The outcome wasn’t solely dependent on Sasuke’s strength though , they were tipped off and already on alert because Danzo got caught by AO .

Bottom line Obito says out of his mouth his main purpose was to develop Sasuke’s MS to Susanoo which was correct taking hostages was a constellation prize .

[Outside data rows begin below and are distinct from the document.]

PR #419, opened 2018-04-16
Add json api settings module

sliverc:
This is inspired by api_settings of REST framework.

Advantages:
* Centralizing all json api settings and defaults in one module
* Simplifying refactoring and deprecation of settings in the future
* Properly use override_settings in tests instead of monkey patching


sliverc:
@n2ygk Could you have a look at this? Thanks.

sliverc:
Thanks for review. Merging it therefore. Yep, we could certainly think about moving to a dict approach as DRF does. One step at the time... ;).

Issue #230, opened 2016-04-21
`write_only` field included in response


martinmaillard:
Declaring a `write_only` on a serializer should not change the response. Currently, `write_only` fields are included in the response with a `null` value.

PR #421, opened 2018-04-17
Don't output key for write only relations

peakwinter:
If the `write_only` key is `True` on a relationship, its key is still included in the response body with an empty resource object (`{'data': null}`).

This was fixed in #230 for normal fields but not for relations.


sliverc:
Thanks for your contribution. Looks good to me but could you write a test case for this? Thanks.

Issue #424, opened 2018-04-24
Request for new maintainer


mblayman:
I picked up the maintainer torch about a year ago when the project seemed to be stuck. I was using DJA on a side project, and I needed to fix a bug and get a new release out. Today, I'm no longer working on the side project and my interest in maintaining DJA has waned significantly.

As I'm not being a great steward for the project, I'd like to request that someone else pick it up. This is very much a community effort and code contributions come from a wide variety of contributors. The new maintainer would be most involved with:
1. Review of new Pull Requests and Issues.
2. Deploying new releases to PyPI.

I hope that I've added the right tools that can make management of this project easier for a future maintainer. Static code analysis has removed a lot of friction that might come up as a primary PR reviewer.

If you're in a decent place to step into the maintainer role, please let me know and I can work to transition over project handling to you. I'm happy to help with a bit of training if needed or improving release documentation.

mblayman:
Yes, I think I'm the only active maintainer. My chronology may not be exactly right, but @gaker started the project, @jsenecal maintained it after that, @jerel followed him, and I picked it up from @jerel.

These guys chime in from time to time, but I don't believe that any of them are actively maintaining DJA.

Switching to Jazzband is probably a pretty solid idea if there is no one with the time availability to act as a regular maintainer.

sliverc:
I use DJA in several projects and therefore would be interested in a well maintained DJA. I do not think though I would have the time to be a sole active maintainer and I also think it won't be good for the project in the long run.

For the future of the project moving it to JazzBand could be a good idea. If it is decided to go down this way I would be willing to help out in the transition.

n2ygk:
I would be happy to back you up @sliverc. I just joined Jazzband, FWIW.

mblayman:
I'm happy to pass the baton to the two of you as you both have actively contributed within the last year. I think I would need to add you to the django-json-api team. Ultimately, I can give one or both of you the upload permission to the PyPI package.

I think I should probably start a `CONTRIBUTING.md` file so that if the team ultimately decides to move to Jazzband, that work will at least be done.

sliverc:
@mblayman If you could add me to the team and give PyPi upload rights that would be great.
I see when I get around but I will try to get the current PRs reviewed and get a release out.

[...]

PR #425, opened 2018-04-26
Add a CONTRIBUTING.md file.

mblayman:
This branch adds a skeleton of contribution guidelines and cleans up
little bits that I noticed along the way.

For #424

### DIFF
--- a/docs/conf.py
+++ b/docs/conf.py
@@ -13,6 +13,7 @@
 # All configuration values have a default; values that are commented out
 # serve to show the default.
 
+import datetime
 import sys
 import os
 import shlex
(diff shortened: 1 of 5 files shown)


mblayman:
@sliverc, @n2ygk, you both might want to look at this and let me know what you think I should add. I'm not sure what bits of knowledge about this project are locked away in my brain that I need to let out. 😄

docs/conf.py
```diff
@@ -52,8 +53,9 @@
 
 # General information about the project.
 project = 'Django REST Framework JSON API'
-copyright = '2015, Jerel Unruh and contributors'
-author = 'Jerel Unruh'
+year = datetime.date.today().year
```
n2ygk: @mblayman Sorry for this late response. Shouldn't the copyright date not just be the current year but a range or list of years starting from when the code was first released? Or just leave it at the date of first publication?  There are [lots of opinions](https://stackoverflow.com/questions/2390230/do-copyright-dates-need-to-be-updated) around this but it seems that by advancing the copyright notice automatically you are

docs/conf.py
```diff
@@ -52,8 +53,9 @@
...
+copyright = '{}, Django REST Framework JSON API contributors'.format(year)
```
n2ygk: Also, I would think @jerel's name should be retained with special emphasis as the original creator. "and contributors" for the rest...

n2ygk: Oh wait, git says @gaker for the initial commit. Hmm... I'm still uncomfortable with removing a specific name from a copyright statement.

Sasuke only used Black Flames once he did not have Enton yet and guess what even Bee states Sasuke is one of the strongest guys he faced and that’s before seeing Enton or Susanoo 

So we have Obito , C , Ei 4 all

underestimating Bee 

Bee himself claiming Sasuke pre Enton/Susanoo was one of the strongest he faced and he faced Minato with backup from his brother 

Bee himself sort of praising Itachi who had fully developed MS 

It just doesn’t add up to me this is what the author intended to be Bee’s portrayal


----------



## Turrin (Nov 12, 2020)

Eliyua23 said:


> The outcome wasn’t solely dependent on Sasuke’s strength though , they were tipped off and already on alert because Danzo got caught by AO .
> 
> Bottom line Obito says out of his mouth his main purpose was to develop Sasuke’s MS to Susanoo which was correct taking hostages was a constellation prize .
> 
> ...


Look man I stopped reading, at Obito said out of his mouth; because he said out of his mouth he thought Sasuke could take on the Gokage and weaken them; and was wrong too. So until you acknowledge that their is no point engaging you any further because your behind intellectually dishonest

Reactions: Like 1


----------



## Eliyua23 (Nov 12, 2020)

Turrin said:


> Look man I stopped reading, at Obito said out of his mouth; because he said out of his mouth he thought Sasuke could take on the Gokage and weaken them; and was wrong too. So until you acknowledge that their is no point engaging you any further because your behind intellectually dishonest



What about C , what about what Bee said ?

Reactions: Funny 1


----------



## Turrin (Nov 12, 2020)

Eliyua23 said:


> What about C , what about what Bee said ?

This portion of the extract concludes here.